# enfadar / enojar



## Henrik Larsson

Decidme cual de estas frases os suenan bien y cuales no, a ver si coincido con vosotros:

No le enojes
No le enfades
No le hagas enojar
No le hagas enfadar


----------



## Alundra

Henrik Larsson said:
			
		

> Decidme cual de estas frases os suenan bien y cuales no, a ver si coincido con vosotros:
> 
> No le enojes
> No le enfades
> No le hagas enojar
> No le hagas enfadar


 
A mí me suenan bien todas, pero suelo utilizar "no le enfades" o "no le hagas que se enfade"....

Espero que te ayude.
Alundra.


----------



## Roi Marphille

creo que el verbo "enojar" no se utiliza tanto en castellano ibérico referente al castellano americano.


----------



## Jellby

No, "enojar" es una marca bastante clara de americanismo, como otras:

enojar = enfadar
atorar = atascar
jalar = tirar

No quiere decir que sea una palabra incorrecta, simplemente que en España no suele usarse.


----------



## Roi Marphille

Jellby said:
			
		

> No, "enojar" es una marca bastante clara de americanismo, como otras:
> 
> enojar = enfadar
> atorar = atascar
> jalar = tirar
> 
> No quiere decir que sea una palabra incorrecta, simplemente que en España no suele usarse.


uy, me he explicado mal. Quería decir esto  . Que se puede decir y se entiende en España pero que es poco común, en América es efectívamente mucho mas común.


----------



## BTraveller

Jellby said:
			
		

> No, "enojar" es una marca bastante clara de americanismo, como otras:
> 
> enojar = enfadar
> atorar = atascar
> jalar = tirar
> 
> No quiere decir que sea una palabra incorrecta, simplemente que en España no suele usarse.

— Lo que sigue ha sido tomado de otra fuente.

PR #6768, opened 2024-10-22
Add the plugin as required argument for the license object

bastianallgeier:
## Description

@nilshoerrmann reported that the plugin instance might often be a very important dependency that's needed in a custom License class to return the proper directory for the license file for example. 

This PR adds the Plugin instance as required first argument to the License object and also changes the way that license instances can be added to a plugin. 

### Summary of changes

A custom license class has to have the plugin instance as first argument of the constructor. 

```php
use Kirby\Plugin\Plugin;
use Kirby\Plugin\License;

class MyLicense extends License
{
  public function __construct(
    protected Plugin $plugin
  ) {
  }  
}
```

A license can no longer be passed directly as instance, but has to be wrapped in a closure to inject the plugin instance. 

```php 
Kirby::plugin(
  name: 'my/plugin', 
  extends: [...]
  license: function ($plugin) {
    return new MyLicense(
      plugin: $plugin
    );
  }
)
```

Nothing changed about passing a license as string or array.

## Ready?

### For review team

### DIFF
--- a/src/Cms/AppPlugins.php
+++ b/src/Cms/AppPlugins.php
@@ -870,7 +870,7 @@ trait AppPlugins
 		array $info = [],
 		string|null $root = null,
 		string|null $version = null,
-		License|string|array|null $license = null,
+		Closure|string|array|null $license = null,
 	): Plugin|null {
 		if ($extends === null) {
 			return static::$plugins[$name] ?? null;
--- a/src/Plugin/License.php
+++ b/src/Plugin/License.php
@@ -2,6 +2,7 @@
 
 namespace Kirby\Plugin;
 
+use Closure;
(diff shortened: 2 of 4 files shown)


distantnative (approved):

nilshoerrmann:
Trying this out, I get the following error:

> `Kirby\Cms\App::plugin()`: Argument #4 (`$root`) must be of type `?string`, `Closure` given

grafik

bastianallgeier:
Damn, I missed the type hinting there. I just fixed it. Can you give it another try?

nilshoerrmann:
I think it's working now (encountered another error – but that one's on our end) :+1:

PR #6772, opened 2024-10-22
Changes: fix locking

distantnative:
### Summary of changes
- `Lock` class does not just check default translation, but looks in all translations' changes for `lock` field

## Ready?


bastianallgeier:
I think this is no longer needed if we move forward with the VersionRules PR.

PR #6774, opened 2024-10-23
Version Rules

bastianallgeier:
### Summary of changes

- New `VersionRules` class with checks for all modification actions in the `Version` class
- New `Version::lock` and `Version::isLocked` methods
- Move `Storage::ensure` and `Version::ensure` to `VersionRules::ensure`
- Adjusted unit tests after first set of stricter rules

## Ready?

### For review team


src/Content/Version.php
```diff
@@ -195,6 +202,41 @@ public function id(): VersionId
...
+
+		return $this->lock($language)->isLocked();
+	}
+
+	/**
+	 * Returns the lock object for the version
+	 */
+	public function lock(Language|string $language = 'default'): Lock
+	{
+		return Lock::for($this, Language::ensure($language));
```
distantnative: `Lock::for()` currently doesn't take a second parameter.

src/Content/Version.php
```diff
@@ -319,17 +376,14 @@ protected function prepareFieldsForContent(
...
-		if ($this->id->is(VersionId::latest()) === true) {
-			throw new LogicException(
-				message: 'This version is already published'
-			);
-		}
-
 		$language = Language::ensure($language);
 
 		// the version needs to exist
 		$this->ensure($language);
```
distantnative: `Question:` Shouldn't these also belong into the rules class?

bastianallgeier: I thought about this as well. I really think they could and maybe even should.

src/Content/Version.php
bastianallgeier: ☑️

src/Content/Version.php
bastianallgeier: I moved it over from the Version and Storage classes and I think it really cleans up the storage classes a lot more.

src/Content/Lock.php
```diff
@@ -34,8 +35,11 @@ public function __construct(
...
 	 */
 	public static function for(
-		Version $version
+		Version $version,
+		Language|string $language = 'default'
 	): static {
+		$language = Language::ensure($language);
+
 		// if the version does not exist, it cannot be locked
 		if ($version->exists() === false) {
```
distantnative: Wouldn't this also need to receive the language?

distantnative: Nevermind next commit added it.

tests/Content/PlainTextStorageTest.php
```diff
@@ -378,19 +377,6 @@ public function testReadLatestSingleLang()
...
-	 */
-	public function testReadWhenMissing()
-	{
-		$this->setUpSingleLanguage();
-
-		$this->expectException(NotFoundException::class);
-		$this->expectExceptionMessage('Version "changes" does not already exist');
-
-		$this->storage->read(VersionId::changes(), Language::single());
-	}
```
distantnative, line 392: `Question:` What's now returned when calling `$storage->read()` when non existent?

bastianallgeier: The storage can throw its own exception in this case. But since we wrap the storage methods anyway and you never interact with them directly, the same exception is simply thrown one level up before ->storage()->read() is even called.

distantnative: I understand how it is working in our use case with version. But I think we need to define what's the expected case for the storage handler method here (return null, exception, ?) and then have a test for it. Cause with removing the test completely, we leave it unsure what's the behavior of a storage handler for this case.

src/Content/Version.php
```diff
@@ -195,6 +187,41 @@ public function id(): VersionId
 		return $this->id;
 	}
 
+	/**
+	 * Checks if the version is the latest version
+	 */
+	public function isLatest(): bool
+	{
+		return $this->id->is(VersionId::latest());
```
distantnative: `Suggestion`: Since `VersionId::is()` is casting it to a string anyways

```suggestion
		return $this->id->is('latest');
```

tests/Content/PlainTextStorageTest.php
bastianallgeier: I think that the type hinting in the read method is also indicating that the storage handler should always return an array. If it can't provide that array, it can throw an exception to indicate that something went wrong.

distantnative: > I think that the type hinting in the read method is also indicating that the storage handler should always return an array. 

Exactly, but ours currently don't, e.g. `MemoryStorage::read()` runs into an error as it returns `null` but type hints for an array, while `PlainTextStorage::read()` returns an empty array for the same situation. I don't think we can leave it like this but need to ensure a consistent behavior and also have tests for that.

bastianallgeier: Ok, I went over the code again and removed the Exception annotations and decided to keep MemoryStorage and PlainTextStorage consistent by always returning an array. 

We have `exists` here to run additional checks if necessary and otherwise it's probably the easiest and cleanest option to just always expect an array

distantnative (approved):

PR #6776, opened 2024-10-24
Form Cleanup Vol. 3

bastianallgeier:
### Summary of changes

- The Form class now passes the model to the Fields collection
- The Form class now uses `Field::isSaveable` instead of `Field::save` consistently. 
- New `Fields::findByKey` and `Fields::findByKeyRecursive` to find fields within fields (e.g. a field in a structure field) This has been handled by the `Form::field` method before, but it's the wrong place to do that. With the new collection methods, this is handled in a very similar fashion as we do for pages. 
- Removed an unnecessary check for a blueprint method in the `Form::for` method. ModelWithContent has a blueprint method by default and we already check for ModelWithContent child classes with the argument type. 
- A new `Value` trait class to handle all value-related tasks. This brings `Field` and `FieldClass` even closer together.
  - `$field::data()` (deprecated)
  - `$field::default()`
  - `$field::isEmpty()`
  - `$field::isEmptyValue()`
  - `$field::needsValue()`
  - `$field::toFormValue()`
  - `$field::toStoredValue()`
  - `$field::value()`
  - `$field::valueFromJson()`
  - `$field::valueFromYaml`
  - `$field::valueToJson`
  - `$field::valueToYaml`
  - Fixed query support for default values: https://github.com/getkirby/kirby/issues/2814
- New consistent concept for `$field::toStoredValue()` and `$field::toFormValue()` We have this difference between the values that we need to pass forward to the vue components and the values that we want to store in the text files. So far, there was a lot of chaos around those methods and their names weren't clear. `Field`, `FieldClass`, `Fields` and `Form` now implement `::toStoredValue(s)()` and `::toFormValue(s)()` methods to get rid of the chaos. Old `::data()` and `::value(s)()` methods are either already replaced and deprecated or will be in the next steps. 
- Improved prop unsetting in the `Kirby\Toolkit\Component` class. When we overwrite an existing prop in a child component, the class property wasn't unset properly. This only started to throw issues with better tests and type hinting after the last refactoring jobs. 
- New `Translatable` trait class to handle the `'translate'` state for fields consistently. This is supposed to help us further in the next steps when we can find and filter translatable or untranslatable fields more efficiently in multi-language setups. So far, disabling untranslatable fields is still handled by the `Form` class, which is mostly spaghetti code. 
- Use `$fail` parameter also for `Data::read()`

## Ready?

### For review team


src/Form/Field.php
```diff
@@ -28,8 +28,12 @@ class Field extends Component
 	use HasSiblings;
 	use Mixin\Api;
 	use Mixin\Model;
+	use Mixin\Translatable;
 	use Mixin\Validation;
 	use Mixin\When;
+	use Mixin\Value {
+		isEmptyValue as protected isEmptyValueFromTrait;
```
distantnative: `Question:` What's the purpose of this?

bastianallgeier: It's outdated. I just removed it.

src/Form/Field.php
```diff
@@ -76,30 +78,6 @@ public function __construct(
 		$this->siblings = $siblings ?? new Fields([$this]);
 	}
 
-	/**
-	 * Returns field data
-	 */
-	public function data(bool $default = false): mixed
```
distantnative, line 82: `Question:` Should we first deprecate this (and inside the method call `::toStoredValue()`)?

src/Form/Field/BlocksField.php
```diff
@@ -238,19 +239,6 @@ public function routes(): array
 		];
 	}
 
-	public function store(mixed $value): mixed
```
distantnative, line 241: `Question:` Deprecate before removal?

src/Form/Field/LayoutField.php
```diff
@@ -267,8 +269,9 @@ public function settings(): Fieldset|null
 		return $this->settings;
 	}
 
-	public function store(mixed $value): mixed
```
distantnative, line 270: `Question:` Keep deprecated `::store()`?

src/Form/Fields.php
```diff
@@ -106,6 +107,52 @@ public function fill(array $input): static
...
+						return null;
+					}
+
+					$fields = $form->fields();
+				}
+
+				continue;
+			}
+
+			return null;
```
distantnative: `Suggestion:` for readability

```suggestion
			$field = $fields->get($name);

			if ($field === null) {
				return null;
			}

			if ($index < $count) {
				$form = $field->form();

				if ($form instanceof Form === false) {
					return null;
				}

				$fields = $form->fields();
			}
```

I think this should do the same, but maybe I also didn't understand the code fully?

src/Form/Form.php
```diff
@@ -119,17 +122,17 @@ public function data($defaults = false, bool $includeNulls = true): array
...
 			} else {
-				$data[$field->name()] = $field->data($defaults);
+				$data[$field->name()] = $field->toStoredValue($defaults);
 			}
 		}
 
+		if ($includeNulls === false) {
+			$data = array_filter($data, fn ($value) => $value !== null);
+		}
+
```
distantnative: `Question:` Not sure about this, but I think before with `$field->save() === false` and `$includeNulls === true` the field would end up as `null` in the array. But with the new code. I think it's not anymore.

src/Form/Form.php
```diff
@@ -301,7 +276,7 @@ protected static function prepareFieldsForLanguage(
 	/**
 	 * Converts the data of fields to strings
 	 *
-	 * @param false $defaults
+	 * @deprecated 5.0.0 Use `::toStoredValues` instead
 	 */
 	public function strings($defaults = false): array
```
distantnative, line 279: `Question:` If we are deprecating this with this PR, should this PR also replace our own using of `::strings()` throughout the core?

src/Form/Mixin/Value.php
```diff
@@ -0,0 +1,108 @@
...
+trait Value
+{
+	/**
+	 * @deprecated 3.5.0 Use `::toStoredValue()` instead
+	 * @todo remove when the general field class setup has been refactored
+	 */
+	public function data(bool $default = false): mixed
+	{
+		return $this->toStoredValue($default);
+	}
```
distantnative, line 20: `Question:` If we had deprecated this since 3.5 - maybe time to drop it now?

src/Form/Mixin/Value.php
```diff
@@ -0,0 +1,108 @@
...
+	{
+		return $this->isEmptyValue($this->toFormValue());
+	}
+
+	/**
+	 * Checks if the given value is considered empty
+	 */
+	public function isEmptyValue(mixed $value = null): bool
+	{
+		return in_array($value, [null, '', []], true);
```
distantnative, line 47: `Question:` Wondering if this actually would need to mirror `Content\Field::isEmpty()`?

src/Form/Field.php
bastianallgeier: This is already happening. The method is now located in the Value mixin and marked as deprecated there.

src/Form/Field/BlocksField.php
bastianallgeier: If we want to keep this around and deprecate it, we would need to add the string conversion code back in there and use it in the `::toStoredValue` method or add the same code twice.

src/Form/Field/LayoutField.php
bastianallgeier: See above

src/Form/Form.php
bastianallgeier: I think you are right. This is too soon to deprecate it until toStoredValues is a full replacement. I've just reverted that.

src/Form/Mixin/Value.php
bastianallgeier: Hm, that's a very good question. I'm not sure if we break something unexpected when we start trimming strings before checking here.

src/Form/Mixin/Value.php
bastianallgeier: The deprecation warning was wrong. We added that in the FieldClass but not in Field back then. I changed it to 5.0.0

src/Form/Fields.php
bastianallgeier: It does the same. I just implemented it that way and added a couple inline comments.

src/Form/Form.php
bastianallgeier: I've reverted that part. I don't think it's necessary to make the PR more complex here than it already is.

src/Form/Mixin/Value.php
distantnative: Maybe not trimming, but check for `'[]'` as well?

distantnative: But we can also leave it as is for now, so this is not the only thing left blocking merging.

bastianallgeier: I thought about it some more and I actually wonder if this is a good idea at all. Even in the Content/Field class. I mean it's super unlikely, but what if anyone would ever want to type in "[]" in a text field? Why do we even check for that? But I'm getting side tracked. I think we can definitely care about this later.

distantnative: We just recently added this because of https://github.com/getkirby/kirby/issues/6637 - that's how the Symphony YAML parser stores empty arrays.

bastianallgeier: Ah, ok. I wasn't aware. But my feeling would be that the form classes shouldn't handle that at all. I would think that this should be handled by the storage classes, not even the Content Field class.

distantnative: Not sure I would go there, transforming each field now in storage first would be a big change. But I'll mark this as resolved for this PR then.

distantnative (approved):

Exacto, es un verbo que ha caído en desuso en España. Como muchos otros que se utilizan cotidianamente en Centro y Sudamérica.


----------



## Orpheus

Hola camaradas,

Así que ¿enojar es un verbo que ha caído en desuso en España? Ahora sí que estoy terriblemente enojado! 
No creo que gente con la que me rodeo y yo seamos la excepción en toda España. No era consciente de esa caída al "*desuso*". 
¿Sabéis? Ahora mismo miraré en el "*desuso*" a ver cuantas palabras más encuentro, 

Respecto a tu e-mail, Henrik, las 4 frases son gramaticalmente correctas aunque comúnmente siempre he oído,

No le enojes o no le hagas enfadar vs no le enfades o no le hagas enojar

Saludos,

Orpheus.


----------



## Alundra

Orpheus said:
			
		

> Hola camaradas,
> 
> Así que ¿enojar es un verbo que ha caído en desuso en España? Ahora sí que estoy terriblemente enojado!
> No creo que gente con la que me rodeo y yo seamos la excepción en toda España. No era consciente de esa caída al "*desuso*".
> ¿Sabéis? Ahora mismo miraré en el "*desuso*" a ver cuantas palabras más encuentro,
> 
> Respecto a tu e-mail, Henrik, las 4 frases son gramaticalmente correctas aunque comúnmente siempre he oído,
> 
> No le enojes o no le hagas enfadar vs no le enfades o no le hagas enojar
> 
> Saludos,
> 
> Orpheus.


 
Bueno, yo tampoco creo que haya caído en desuso... porque todavía la oígo bastante... pero de ahí a utilizarla a diario.... no sé... yo creo que es más usual que los españoles digamos "no te enfades", que "no te enojes"... lo veo más de telenovela hispanoamericana (claro que estamos superinfluenciados por las novelas, ejejej...) o de poesía o novela, algo más literario...

Alundra.


----------



## Mei

Alundra said:
			
		

> Bueno, yo tampoco creo que haya caído en desuso... porque todavía la oígo bastante... pero de ahí a utilizarla a diario.... no sé... yo creo que es más usual que los españoles digamos "no te enfades", que "no te enojes"... lo veo más de telenovela hispanoamericana (claro que estamos superinfluenciados por las novelas, ejejej...) o de poesía o novela, algo más literario...
> 
> Alundra.


 
Hola,

Opino lo mismo, yo nunca uso "enojar", siempre "enfadar".

Mei


----------



## sarm

Has pensado en el verbo "cabrear" 

"no le cabrees"
"no hagas que se cabree"

Es solo otra opción.


----------



## Laia

Creo que la palabra "enojar" nunca ha salido de mi boca... ni de la de la gente que conozco...
Usamos "enfadar" o "cabrearse".

"Enojar" se suele utilizar para cachondearse de los culebrones...


----------



## diegodbs

Yo nunca uso "enojar" y creo que nunca lo he oído usar a familiares ni amigos. Claro que se entiende. Creo que sí es algo que caracteriza al español de América, he tenido mucho contacto con ecuatorianos, colombianos y nunca les he oído decir "enfadar", siempre "enojar", pero nunca he oído en conversaciones entre españoles "me enojé", "estaba enojado", "se enojaron", etc.


----------



## grumpus

Hola a todos
efectivamente
enojar es A.L.  -- aunque se usaba antes en Espana con frecuencia ( en el Quixote, por ejemplo)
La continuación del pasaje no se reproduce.